Kremlin Spokesperson Speaks Out After Notorious General Killed In Moscow Bomb Attack

Igor Kirillov is the highest-ranking Russian officer to be killed in the Ukraine war so far.
Major General Igor Kirillov, the chief of the Russian military's radiation, chemical and biological protection unit, was killed overnight.
Major General Igor Kirillov, the chief of the Russian military's radiation, chemical and biological protection unit, was killed overnight.
via Associated Press

A Kremlin spokesperson piled praise on the senior Russian general Igor Kirillov after he was killed on Tuesday morning.

He – and his aide – died after a device with the equivalent explosive force of 300g of TNT hidden in a scooter exploded in a south-east Moscow residential block.

It was activated remotely, according to Russian reports, and had not been detected in a sweep from bomb experts and specialist dogs beforehand.

As the head of Nuclear, Biological and Chemical Defence Forces, Kirillov was a notorious figure, sanctioned by the UK government and known as a war criminal in Ukraine.

But, in a statement on Telegram, the representative for the Russian foreign ministry, Maria Zakharova, unsurprisingly put a positive spin on his past.

She said he had worked “systematically exposing the crimes of Anglo-Saxons for many years”.

She said: “He worked fearlessly. He did not hide behind people’s backs.

“He met problems head on. For the Motherland, for the truth. Bright be his memory, may he rest in peace.”

According to Reuters and AFP news agency, Ukrainian sources say Kyiv was responsible for the high-ranking general’s death on Tuesday.

They say he was a “legitimate target” and a war criminal.

His death came hours after Ukraine’s SBU security force charged him for a war crime in absentia.

The force said he was responsible for the “mass use of banned chemical weapons” – which goes against international law.

Ukraine says Russia used the chemical weaponry more than 4,800 times under Kirillov’s leadership, a claim Russia denies.

The UK sanctioned Kirillov in October for acting as a “significant mouthpiece for Kremlin disinformation” and for helping to deploy “barbaric weapons”.

He faced an assets freeze and travel ban as a result.

The US also claimed Russia has deployed banned chemical weapons against Ukraine, and used choking agent chloropicrin, used in World War One, for “battlefield gains” over Ukraine.

According to Kyiv, Russia has put more than 2,000 of Ukrainian troops in hospital for chemical poisoning over the war, and three have died. The Kremlin claims these are “baseless” accusations.

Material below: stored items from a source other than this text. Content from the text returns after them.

PR #412, opened 2019-06-03
Don't catch Throwable on the JVM

gfredericks:
I don't think catching `Throwable` is a good thing for schema to be doing.

This came up when I was running a repl thread that was doing lots of schema completer work, and I couldn't `(.stop thread)` it. Presumably schema was catching the `ThreadDeath` exception and turning it into a completer error.

I think that kind of thing is indicative of the difference between catching & swallowing `Exception` vs `Throwable`.

### DIFF
--- a/src/clj/schema/macros.clj
+++ b/src/clj/schema/macros.clj
@@ -28,7 +28,7 @@
     (assert (symbol? sym))
     `(if-cljs
       (try ~@try-body (~'catch js/Object ~sym ~@catch-body))
-      (try ~@try-body (~'catch Throwable ~sym ~@catch-body)))))
+      (try ~@try-body (~'catch Exception ~sym ~@catch-body)))))
 
 (defmacro error!
   "Generate a cross-platform exception appropriate to the macroexpansion context"


gfredericks:
Another good example of this is an out of memory exception, or a stack overflow; I wouldn't want schema catching those.

gfredericks:
I suspect most use cases that this was aimed at should be instances of `Exception`, but it's hard to be confident that _all_ of them are. So that's the risk of making this change.

w01fe:
Yeah, this is a dirty but Exception is also often not broad enough (e.g. AssertionError is not an Exception).  The right thing is probably something like Scala's `NonFatal` https://github.com/scala/scala/blob/2.13.x/src/library/scala/util/control/NonFatal.scala#L42 but I don't know if there is a similar thing in Clojure land?  I guess we could just copy those cases here... thoughts?

gfredericks:
I didn't know about `NonFatal` -- yes, I think that approach is totally doable, and also conservative w.r.t. backwards-compatibility in that it keeps the present behavior by default.

(I'm not confident that this would have been the best approach from the beginning, but backwards compatibility is important, and this approach solves my problem, so I'm happy with it)

I'll make that change and then merge & release sometime tomorrow probably.

w01fe:
Yeah, I'm not sure what the best thing overall is if we were starting over. But agree that given where we're at, the `NonFatal` approach should be a strict improvement.  Thanks!

gfredericks:
Closing this because #413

Since 2022, Kirillov has repeatedly claimed without evidence that Kyiv is working on a “dirty bomb” – meaning it could spread nuclear material – and that Ukraine wanted to blame Russia for it.

He also claimed the UK was involved in the poisoning of the former Russian spy, Sergei Skripal in Salisbury, in 2018.

The UK has since said Russian president Vladimir Putin was to blame for the attack.

Kirillov also alleged the US was going to provide biological weapons to Ukraine and that would include targeting Russian troops with malaria infected mosquitos.